*TASK DIRECTIONS:* In how many lines of the material below does the string "explains" appear? Answer with a single number.

(EXERCISE INPUTS)

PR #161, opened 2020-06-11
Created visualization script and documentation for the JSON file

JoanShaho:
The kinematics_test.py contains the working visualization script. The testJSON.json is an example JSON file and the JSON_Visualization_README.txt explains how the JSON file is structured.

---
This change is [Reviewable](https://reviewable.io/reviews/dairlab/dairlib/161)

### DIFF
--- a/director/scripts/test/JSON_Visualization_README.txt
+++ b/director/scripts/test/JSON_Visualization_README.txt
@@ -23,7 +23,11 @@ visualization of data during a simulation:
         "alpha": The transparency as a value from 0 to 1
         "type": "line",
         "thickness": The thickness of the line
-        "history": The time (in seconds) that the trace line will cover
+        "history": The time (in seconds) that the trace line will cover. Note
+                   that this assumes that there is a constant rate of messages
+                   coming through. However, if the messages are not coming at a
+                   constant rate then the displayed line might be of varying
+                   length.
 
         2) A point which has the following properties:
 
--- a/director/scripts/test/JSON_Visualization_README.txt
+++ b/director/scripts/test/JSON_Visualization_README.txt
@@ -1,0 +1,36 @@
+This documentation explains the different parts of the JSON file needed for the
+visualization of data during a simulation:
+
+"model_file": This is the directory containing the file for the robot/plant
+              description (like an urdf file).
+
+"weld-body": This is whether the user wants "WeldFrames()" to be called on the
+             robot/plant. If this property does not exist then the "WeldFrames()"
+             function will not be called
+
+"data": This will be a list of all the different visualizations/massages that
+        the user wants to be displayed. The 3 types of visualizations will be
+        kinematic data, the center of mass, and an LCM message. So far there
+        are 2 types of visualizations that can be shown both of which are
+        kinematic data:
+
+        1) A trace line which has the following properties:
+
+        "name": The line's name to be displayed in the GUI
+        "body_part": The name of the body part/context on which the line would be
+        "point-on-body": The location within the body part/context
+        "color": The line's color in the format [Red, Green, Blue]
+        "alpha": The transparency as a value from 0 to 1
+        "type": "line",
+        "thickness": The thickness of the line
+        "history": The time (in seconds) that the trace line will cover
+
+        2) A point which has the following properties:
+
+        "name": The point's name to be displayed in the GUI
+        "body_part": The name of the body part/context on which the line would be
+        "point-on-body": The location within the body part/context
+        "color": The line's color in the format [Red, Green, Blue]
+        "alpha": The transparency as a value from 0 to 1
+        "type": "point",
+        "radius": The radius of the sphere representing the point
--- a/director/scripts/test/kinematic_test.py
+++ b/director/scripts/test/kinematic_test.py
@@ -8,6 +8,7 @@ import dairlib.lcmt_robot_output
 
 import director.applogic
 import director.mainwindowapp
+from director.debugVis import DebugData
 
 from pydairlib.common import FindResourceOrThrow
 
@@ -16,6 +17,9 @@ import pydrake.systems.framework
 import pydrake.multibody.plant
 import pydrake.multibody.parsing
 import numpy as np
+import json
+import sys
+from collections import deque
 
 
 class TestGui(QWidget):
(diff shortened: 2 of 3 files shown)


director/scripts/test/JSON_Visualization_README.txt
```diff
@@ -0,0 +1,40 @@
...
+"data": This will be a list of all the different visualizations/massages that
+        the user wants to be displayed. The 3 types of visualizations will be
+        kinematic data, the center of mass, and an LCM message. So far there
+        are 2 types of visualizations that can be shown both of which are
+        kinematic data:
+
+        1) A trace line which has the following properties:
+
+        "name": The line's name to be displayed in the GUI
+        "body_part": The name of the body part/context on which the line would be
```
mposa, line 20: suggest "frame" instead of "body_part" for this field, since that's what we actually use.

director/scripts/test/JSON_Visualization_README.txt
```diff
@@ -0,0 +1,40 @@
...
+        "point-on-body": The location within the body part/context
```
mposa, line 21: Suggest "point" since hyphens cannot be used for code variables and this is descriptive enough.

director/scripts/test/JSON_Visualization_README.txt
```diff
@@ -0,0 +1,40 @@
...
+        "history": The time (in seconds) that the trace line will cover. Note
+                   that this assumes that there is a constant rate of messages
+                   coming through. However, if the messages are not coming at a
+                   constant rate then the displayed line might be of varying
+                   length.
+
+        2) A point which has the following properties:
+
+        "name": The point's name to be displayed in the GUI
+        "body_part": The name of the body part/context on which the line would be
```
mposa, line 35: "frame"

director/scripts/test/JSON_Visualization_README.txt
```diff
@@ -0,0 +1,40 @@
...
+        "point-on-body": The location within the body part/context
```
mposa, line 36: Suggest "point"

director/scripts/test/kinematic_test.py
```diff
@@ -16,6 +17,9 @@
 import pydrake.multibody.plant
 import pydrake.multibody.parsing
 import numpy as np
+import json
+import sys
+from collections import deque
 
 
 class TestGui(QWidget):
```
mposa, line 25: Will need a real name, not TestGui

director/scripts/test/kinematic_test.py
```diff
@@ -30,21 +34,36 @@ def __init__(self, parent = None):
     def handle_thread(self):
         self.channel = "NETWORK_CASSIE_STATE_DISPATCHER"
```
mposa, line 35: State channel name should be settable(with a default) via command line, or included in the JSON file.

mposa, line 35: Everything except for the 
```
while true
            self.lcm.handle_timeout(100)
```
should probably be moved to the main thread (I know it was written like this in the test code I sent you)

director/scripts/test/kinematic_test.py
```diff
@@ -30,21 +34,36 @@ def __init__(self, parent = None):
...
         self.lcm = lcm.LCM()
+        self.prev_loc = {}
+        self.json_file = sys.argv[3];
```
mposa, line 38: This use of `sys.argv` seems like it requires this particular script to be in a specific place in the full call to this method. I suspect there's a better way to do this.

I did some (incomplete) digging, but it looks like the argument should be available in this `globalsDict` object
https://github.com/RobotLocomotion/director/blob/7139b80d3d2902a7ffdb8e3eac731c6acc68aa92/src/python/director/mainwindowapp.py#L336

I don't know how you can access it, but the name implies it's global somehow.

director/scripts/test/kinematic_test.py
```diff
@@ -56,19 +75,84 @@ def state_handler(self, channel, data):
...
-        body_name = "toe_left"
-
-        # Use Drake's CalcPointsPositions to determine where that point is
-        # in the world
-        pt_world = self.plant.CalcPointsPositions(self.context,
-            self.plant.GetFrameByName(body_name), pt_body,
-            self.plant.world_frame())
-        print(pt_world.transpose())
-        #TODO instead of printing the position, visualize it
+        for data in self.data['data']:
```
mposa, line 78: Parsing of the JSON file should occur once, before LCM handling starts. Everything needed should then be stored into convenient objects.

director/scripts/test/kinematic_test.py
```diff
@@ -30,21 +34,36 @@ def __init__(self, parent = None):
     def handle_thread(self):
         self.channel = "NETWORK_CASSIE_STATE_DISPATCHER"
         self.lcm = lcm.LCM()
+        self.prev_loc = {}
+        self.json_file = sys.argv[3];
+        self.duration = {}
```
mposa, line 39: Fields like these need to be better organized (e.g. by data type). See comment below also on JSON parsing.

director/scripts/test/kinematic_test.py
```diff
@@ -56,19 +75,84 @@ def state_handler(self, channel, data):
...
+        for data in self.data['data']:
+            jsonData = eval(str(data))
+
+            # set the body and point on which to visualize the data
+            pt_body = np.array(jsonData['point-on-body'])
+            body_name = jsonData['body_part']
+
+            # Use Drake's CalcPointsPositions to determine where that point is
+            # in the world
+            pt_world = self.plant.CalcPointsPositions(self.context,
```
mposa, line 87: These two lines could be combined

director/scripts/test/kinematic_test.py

(End EXERCISE INPUTS)

*TASK RESULT:* 2